Thanks man, If noone post any up Ill just wait till the 15th and order from radio flyer. 

You guys ever see a all chrome pedal car?


----------



## INKEDUP

damn!!! thats badass!! and cheap


----------



## Justin-Az




----------



## Justin-Az




----------



## Justin-Az




----------



## MARINATE

Justin word is that you sold your low low to build the hulk! Is that true?


----------



## Justin-Az

MARINATE said:


> Justin word is that you sold your low low to build the hulk! Is that true?
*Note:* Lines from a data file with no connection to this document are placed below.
PR #14678, opened 2026-03-27
fix: prevent TOC rendering panics in Goldmark by adding recovery

QingGo:
The original issue is in https://github.com/gohugoio/hugo/issues/14677. I added panic recovery blocks in tocTransformer.Transform around the t.r.Render call to catch these out-of-range errors and fall back to rendering the node's raw text. And added a minimum test case to reproduce the bug.

### DIFF
--- a/hugolib/toc_panic_test.go
+++ b/hugolib/toc_panic_test.go
@@ -1,0 +1,31 @@
+package hugolib
+
+import (
+	"testing"
+)
+
+// TestTOCPanicMinimal reproduces the index out of range panic in the TOC transformer
+func TestTOCPanicMinimal(t *testing.T) {
+	t.Parallel()
+
+	files := `
+-- hugo.toml --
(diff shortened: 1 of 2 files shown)


bep:
Thanks, but recovering a panic won't make the problem go away (or: it hides it under the carpet). I think we need to do better.

QingGo:
> Thanks, but recovering a panic won't make the problem go away (or: it hides it under the carpet). I think we need to do better.

Hi @bep, fully agree with your judgement. My initial panic recovery fix was just a temporary band-aid to avoid build crashes, not a proper root-cause resolution.

The fix in #14742 is a much cleaner, more idiomatic solution that properly addresses the missing renderer registration for passthrough nodes in the TOC pipeline, which is the real root of the panic we identified.

Thanks for your guidance and for landing the proper fix. I'll close this PR now.

PR #387, opened 2017-06-24
[ASCellNode] Remove unnecessary frame setting #trivial

nguyenhuy:
The same thing is (and should be) done in [`-layout`](https://github.com/TextureGroup/Texture/pull/387/files#diff-bf3128e7e068b8e2a4e939d402792365R110).


nguyenhuy:
Thanks, @maicki!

Yeah I sold the car. I bought another pedal car last night, the all chrome one in the pics. Will be selling a pedal car on here soon, first gonna have it patterned, striped and interior done then sell it complete.


----------



## INKEDUP

Justin-Az said:


> Yeah I sold the car. I bought another pedal car last night, the all chrome one in the pics. Will be selling a pedal car on here soon, first gonna have it patterned, striped and interior done then sell it complete.


DAMN HOMIE!! HOW MUCH DID U PAY FOR THE CHROME PEDAL CAR???


----------



## Justin-Az

INKEDUP said:


> DAMN HOMIE!! HOW MUCH DID U PAY FOR THE CHROME PEDAL CAR???


I emailed seller and got it for 250 shipped.


----------



## INKEDUP

U GOT A GOOD DAMN DEAL!....U GONNA LEAV IT CHROMED?


----------



## elspock84

Justin-Az said:


>


damn all chrome?


----------



## Justin-Az

INKEDUP said:


> U GOT A GOOD DAMN DEAL!....U GONNA LEAV IT CHROMED?


Im going to paint it, itll be a hulk themed pedal car. I have another new pedal car (only a week old) thats already sanded down that was going to be the hulk car but the chrome one will be better I think. The other one will be for sale on here soon.


----------



## Justin-Az

elspock84 said:


> damn all chrome?


Yeah the car body on both sides, the undies, everything is chrome.


----------



## INKEDUP

Justin-Az said:


> Im going to paint it, itll be a hulk themed pedal car. I have another new pedal car (only a week old) thats already sanded down that was going to be the hulk car but the chrome one will be better I think. The other one will be for sale on here soon.


I THINK U SHOULD TAPE SOME CHROME ON THE CAR N MAKE IT LOOK LIKE ALL THE MOLDINGS N TRIMS...HOW MUCH FOR THE OTHER ONE???


----------



## Justin-Az

INKEDUP said:


> I THINK U SHOULD TAPE SOME CHROME ON THE CAR N MAKE IT LOOK LIKE ALL THE MOLDINGS N TRIMS...HOW MUCH FOR THE OTHER ONE???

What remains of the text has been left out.